>>>

PR #247, opened 2025-06-07
Unicode support on Linux

aafemt:


irodushka:
Hi @aafemt 

I see this's really a huge job.
But...

I don't like so many changes in so many source files. Looks like over-complicated and resembles a patchwork quilt. Sorry.
And this is just an initial work...)

I prefer not to increase the FB ODBC driver code entropy,  since it's already very very high. 
And the lack of testing tools, as well as near-to-zero test coverage, make such a changes vastly dangerous.
And all this only to support a case that has never been seen since the FB ODBC driver foundation)) i.e. "for ages")

What options can I suggest:
1. You make a fork of the ODBC driver (concerning all this unicode stuff) and maintain it by your own, occasionally merging a master branch from here to your fork. And I can mention your fork somewhere here.
2. _OR_ Try to make your changes more systemic. For example, you can create some wrapper/helper class(es) that encapsulate all the charset conversion logic. As the first step, you implement these helpers into the existing codebase (i.e. pure refactoring, without any new functionality). We merge it and test it and it's okay. We can then override these helper layer to implement some _new_ functionality, that will resolve a ticket #247. If we do this carefully, we can switch between legacy and new unicode conversion logic simply with a #define or some feature-flag.
3. _OR_ Cover all the code you touch with unit tests, for all possible scenarios & platforms, and consider merging your patches as is. Suppose that's a kind of non-science fiction)

Frankly speaking, I prefer option (2).

Regards
Yuri

PR #248, opened 2025-07-05
Modern cmake for linux build

irodushka:


fdcastel:
For the record: this work is already covered in #275.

<<<

--- Exercise directions ---
Could you repeat every record above exactly as it is written?

--- Output of the task ---
PR #247, opened 2025-06-07
Unicode support on Linux

aafemt:


irodushka:
Hi @aafemt 

I see this's really a huge job.
But...

I don't like so many changes in so many source files. Looks like over-complicated and resembles a patchwork quilt. Sorry.
And this is just an initial work...)

I prefer not to increase the FB ODBC driver code entropy,  since it's already very very high. 
And the lack of testing tools, as well as near-to-zero test coverage, make such a changes vastly dangerous.
And all this only to support a case that has never been seen since the FB ODBC driver foundation)) i.e. "for ages")

What options can I suggest:
1. You make a fork of the ODBC driver (concerning all this unicode stuff) and maintain it by your own, occasionally merging a master branch from here to your fork. And I can mention your fork somewhere here.
2. _OR_ Try to make your changes more systemic. For example, you can create some wrapper/helper class(es) that encapsulate all the charset conversion logic. As the first step, you implement these helpers into the existing codebase (i.e. pure refactoring, without any new functionality). We merge it and test it and it's okay. We can then override these helper layer to implement some _new_ functionality, that will resolve a ticket #247. If we do this carefully, we can switch between legacy and new unicode conversion logic simply with a #define or some feature-flag.
3. _OR_ Cover all the code you touch with unit tests, for all possible scenarios & platforms, and consider merging your patches as is. Suppose that's a kind of non-science fiction)

Frankly speaking, I prefer option (2).

Regards
Yuri

PR #248, opened 2025-07-05
Modern cmake for linux build

irodushka:


fdcastel:
For the record: this work is already covered in #275.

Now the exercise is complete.